From this, I derived P(O = 1), and tried modeling it with r raters:

``````with pm.Model() as model_error:

p = pm.Beta('p',1,1)

for i in range(r):
er1 = pm.Beta(f'er1{i}',1,1)
er2 = pm.Beta(f'er2{i}',1,1)
y = pm.Bernoulli(f'y{i}', p = er1 * (1 - p) + (1 - er2) * p, observed = df.iloc[:,i])
``````

However, this gives only very broad estimates. The problem is that it doesn’t take the amount of agreement between raters into account for each individual observation – I might as well have used a binomial. So that’s what I tried to resolve with the bayesian network in my original post.

But I will give modeling response consistency a try. I was intending to to use some common measure of interrater reliability as well, but this might be more interesting.

Once again, thanks for the help, it is much appreciated!

A few ideas

1. If you could defend it, could could assume you know ground truth, based on high rater consistency, then treat it as SDT.
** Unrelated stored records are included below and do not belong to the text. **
PR #3782, opened 2024-03-19
create datahub assumable role in ap prod

tom-webber:
Creates a role for DataHub to assume to allow metadata ingestion via dbt (CaDeT), Glue, and Athena ingestion sources from AP prod account.
- add minimal set of datahub glue + athena ingestion policies 
- athena datasets & query results access 
- CaDeT bucket read access 
- glue dataset & job read access 
- specify register-my-data buckets for athena locations 
- specify all environments irsa arns for role assumption

### Of note
The Glue permissions are broad, but read-only, so we can grab metadata for all items in the catalogue.

### DIFF
--- a/terraform/aws/analytical-platform-data-production/tooling-iam/terraform.tfvars
+++ b/terraform/aws/analytical-platform-data-production/tooling-iam/terraform.tfvars
@@ -9,17 +9,17 @@ account_ids = {
 }
 
 data_buckets = [
-    "moj-reg-dev-curated",
-    "moj-reg-preprod-curated",
-    "moj-reg-prod-curated"
-    ]
+  "moj-reg-dev-curated",
+  "moj-reg-preprod-curated",
+  "moj-reg-prod-curated"
+]
 
 athena_query_result_buckets = ["aws-athena-query-results-593291632749-eu-west-1"]
 
 datahub_cp_irsa_arns = {
-    dev = "arn:aws:iam::754256621582:role/cloud-platform-irsa-33e75989394c3a08-live"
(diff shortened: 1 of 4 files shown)


terraform/aws/analytical-platform-data-production/tooling-iam/terraform.tfvars
```diff
@@ -5,6 +5,21 @@
 account_ids = {
   analytical-platform-data-production       = "593291632749"
   analytical-platform-management-production = "042130406152"
+  cloud-platform                            = "754256621582"
+}
+
+data_buckets = [
```
julialawrence, line 11: Where are these managed?

tom-webber: The `data_buckets`? They're the register-my-data buckets

julialawrence (changes requested):
Dev, pre-prod, and prod policies need to have separate permissions allowing access to respective resources and allow assumptions from respective CP roles. They shouldn't rely on this all-in-one approac. Could I please ask you to rewrite?

terraform/aws/analytical-platform-data-production/tooling-iam/terraform.tfvars
tom-webber: They're managed here by the looks of it: https://github.com/ministryofjustice/register-my-data/blob/main/stacks

julialawrence (dismissed):

julialawrence (approved):
LGTM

2. Or you could stay ‘fully Bayesian’ and treat it like SDT but where you are inferring ground truth from response consistency. I can’t guess at how precise the estimates would be - it would depend on the data.

In both cases you’d benefit from some hierarchical structure… the individual false negatives and false positives are going to be drawn from group-level distributions. And you’d certainly want some informed priors on the error rates that accurately reflect what you believe.

1 Like

Thanks for the ideas, I prefer to go fully Bayesian, as it’ll be a bit arbitrary to decide what counts as high consistency. So I’ll try a multi-level model and see how it goes.